***** Available records
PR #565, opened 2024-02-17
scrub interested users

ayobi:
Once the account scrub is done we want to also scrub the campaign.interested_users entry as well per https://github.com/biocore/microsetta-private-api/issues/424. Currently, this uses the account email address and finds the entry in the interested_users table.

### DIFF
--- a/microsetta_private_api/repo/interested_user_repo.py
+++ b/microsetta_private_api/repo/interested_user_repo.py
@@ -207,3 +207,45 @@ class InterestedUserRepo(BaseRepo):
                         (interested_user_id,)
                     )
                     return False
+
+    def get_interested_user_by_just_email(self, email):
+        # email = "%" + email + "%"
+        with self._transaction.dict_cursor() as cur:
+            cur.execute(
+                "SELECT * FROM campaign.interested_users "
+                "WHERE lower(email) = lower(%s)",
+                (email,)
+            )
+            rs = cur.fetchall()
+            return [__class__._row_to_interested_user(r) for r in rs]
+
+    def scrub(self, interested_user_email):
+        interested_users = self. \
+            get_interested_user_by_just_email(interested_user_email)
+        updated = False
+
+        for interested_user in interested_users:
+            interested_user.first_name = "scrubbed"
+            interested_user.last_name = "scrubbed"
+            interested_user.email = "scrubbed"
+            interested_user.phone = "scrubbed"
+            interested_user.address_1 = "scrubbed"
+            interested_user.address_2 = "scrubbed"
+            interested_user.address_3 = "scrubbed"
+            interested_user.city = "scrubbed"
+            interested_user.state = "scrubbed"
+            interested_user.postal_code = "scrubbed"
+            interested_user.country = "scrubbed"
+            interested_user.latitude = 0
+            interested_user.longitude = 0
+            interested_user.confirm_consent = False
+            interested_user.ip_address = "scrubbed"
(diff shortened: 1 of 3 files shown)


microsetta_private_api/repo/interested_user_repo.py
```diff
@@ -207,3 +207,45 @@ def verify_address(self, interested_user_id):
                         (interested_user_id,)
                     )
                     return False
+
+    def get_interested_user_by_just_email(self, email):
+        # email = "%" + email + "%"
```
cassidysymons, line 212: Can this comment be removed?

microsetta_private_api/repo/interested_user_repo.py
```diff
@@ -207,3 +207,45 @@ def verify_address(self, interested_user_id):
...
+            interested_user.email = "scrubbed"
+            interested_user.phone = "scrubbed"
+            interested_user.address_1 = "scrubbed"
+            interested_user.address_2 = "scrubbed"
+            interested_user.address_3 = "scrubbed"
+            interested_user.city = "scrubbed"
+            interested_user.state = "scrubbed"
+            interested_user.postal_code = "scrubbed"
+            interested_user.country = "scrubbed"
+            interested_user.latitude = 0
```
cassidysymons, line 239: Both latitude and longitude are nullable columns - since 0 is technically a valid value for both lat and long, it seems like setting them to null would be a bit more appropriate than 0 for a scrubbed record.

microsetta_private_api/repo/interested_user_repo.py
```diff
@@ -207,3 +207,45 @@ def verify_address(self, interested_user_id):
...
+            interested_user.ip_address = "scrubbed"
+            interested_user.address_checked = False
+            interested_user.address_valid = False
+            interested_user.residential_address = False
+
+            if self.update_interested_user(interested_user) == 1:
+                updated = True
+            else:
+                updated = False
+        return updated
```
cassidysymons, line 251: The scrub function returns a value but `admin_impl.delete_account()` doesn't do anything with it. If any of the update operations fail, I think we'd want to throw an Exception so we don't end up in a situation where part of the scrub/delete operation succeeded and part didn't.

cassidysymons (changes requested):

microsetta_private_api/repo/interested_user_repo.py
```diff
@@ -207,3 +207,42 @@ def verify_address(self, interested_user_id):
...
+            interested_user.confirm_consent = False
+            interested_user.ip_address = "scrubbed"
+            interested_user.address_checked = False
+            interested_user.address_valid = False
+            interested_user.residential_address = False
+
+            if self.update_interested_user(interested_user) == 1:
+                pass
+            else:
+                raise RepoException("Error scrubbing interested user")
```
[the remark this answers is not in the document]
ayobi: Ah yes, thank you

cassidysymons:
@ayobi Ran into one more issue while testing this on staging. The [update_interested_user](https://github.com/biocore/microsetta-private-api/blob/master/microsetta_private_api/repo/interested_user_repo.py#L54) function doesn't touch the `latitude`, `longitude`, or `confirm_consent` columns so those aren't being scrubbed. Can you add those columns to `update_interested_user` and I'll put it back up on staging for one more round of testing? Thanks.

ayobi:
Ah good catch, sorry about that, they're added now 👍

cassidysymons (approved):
**********
Retype each line of the data exactly as it reads.

**Solved problem:**
PR #565, opened 2024-02-17
scrub interested users

ayobi:
Once the account scrub is done we want to also scrub the campaign.interested_users entry as well per https://github.com/biocore/microsetta-private-api/issues/424. Currently, this uses the account email address and finds the entry in the interested_users table.

### DIFF
--- a/microsetta_private_api/repo/interested_user_repo.py
+++ b/microsetta_private_api/repo/interested_user_repo.py
@@ -207,3 +207,45 @@ class InterestedUserRepo(BaseRepo):
                         (interested_user_id,)
                     )
                     return False
+
+    def get_interested_user_by_just_email(self, email):
+        # email = "%" + email + "%"
+        with self._transaction.dict_cursor() as cur:
+            cur.execute(
+                "SELECT * FROM campaign.interested_users "
+                "WHERE lower(email) = lower(%s)",
+                (email,)
+            )
+            rs = cur.fetchall()
+            return [__class__._row_to_interested_user(r) for r in rs]
+
+    def scrub(self, interested_user_email):
+        interested_users = self. \
+            get_interested_user_by_just_email(interested_user_email)
+        updated = False
+
+        for interested_user in interested_users:
+            interested_user.first_name = "scrubbed"
+            interested_user.last_name = "scrubbed"
+            interested_user.email = "scrubbed"
+            interested_user.phone = "scrubbed"
+            interested_user.address_1 = "scrubbed"
+            interested_user.address_2 = "scrubbed"
+            interested_user.address_3 = "scrubbed"
+            interested_user.city = "scrubbed"
+            interested_user.state = "scrubbed"
+            interested_user.postal_code = "scrubbed"
+            interested_user.country = "scrubbed"
+            interested_user.latitude = 0
+            interested_user.longitude = 0
+            interested_user.confirm_consent = False
+            interested_user.ip_address = "scrubbed"
(diff shortened: 1 of 3 files shown)


microsetta_private_api/repo/interested_user_repo.py
```diff
@@ -207,3 +207,45 @@ def verify_address(self, interested_user_id):
                         (interested_user_id,)
                     )
                     return False
+
+    def get_interested_user_by_just_email(self, email):
+        # email = "%" + email + "%"
```
cassidysymons, line 212: Can this comment be removed?

microsetta_private_api/repo/interested_user_repo.py
```diff
@@ -207,3 +207,45 @@ def verify_address(self, interested_user_id):
...
+            interested_user.email = "scrubbed"
+            interested_user.phone = "scrubbed"
+            interested_user.address_1 = "scrubbed"
+            interested_user.address_2 = "scrubbed"
+            interested_user.address_3 = "scrubbed"
+            interested_user.city = "scrubbed"
+            interested_user.state = "scrubbed"
+            interested_user.postal_code = "scrubbed"
+            interested_user.country = "scrubbed"
+            interested_user.latitude = 0
```
cassidysymons, line 239: Both latitude and longitude are nullable columns - since 0 is technically a valid value for both lat and long, it seems like setting them to null would be a bit more appropriate than 0 for a scrubbed record.

microsetta_private_api/repo/interested_user_repo.py
```diff
@@ -207,3 +207,45 @@ def verify_address(self, interested_user_id):
...
+            interested_user.ip_address = "scrubbed"
+            interested_user.address_checked = False
+            interested_user.address_valid = False
+            interested_user.residential_address = False
+
+            if self.update_interested_user(interested_user) == 1:
+                updated = True
+            else:
+                updated = False
+        return updated
```
cassidysymons, line 251: The scrub function returns a value but `admin_impl.delete_account()` doesn't do anything with it. If any of the update operations fail, I think we'd want to throw an Exception so we don't end up in a situation where part of the scrub/delete operation succeeded and part didn't.

cassidysymons (changes requested):

microsetta_private_api/repo/interested_user_repo.py
```diff
@@ -207,3 +207,42 @@ def verify_address(self, interested_user_id):
...
+            interested_user.confirm_consent = False
+            interested_user.ip_address = "scrubbed"
+            interested_user.address_checked = False
+            interested_user.address_valid = False
+            interested_user.residential_address = False
+
+            if self.update_interested_user(interested_user) == 1:
+                pass
+            else:
+                raise RepoException("Error scrubbing interested user")
```
[the remark this answers is not in the document]
ayobi: Ah yes, thank you

cassidysymons:
@ayobi Ran into one more issue while testing this on staging. The [update_interested_user](https://github.com/biocore/microsetta-private-api/blob/master/microsetta_private_api/repo/interested_user_repo.py#L54) function doesn't touch the `latitude`, `longitude`, or `confirm_consent` columns so those aren't being scrubbed. Can you add those columns to `update_interested_user` and I'll put it back up on staging for one more round of testing? Thanks.

ayobi:
Ah good catch, sorry about that, they're added now 👍

cassidysymons (approved):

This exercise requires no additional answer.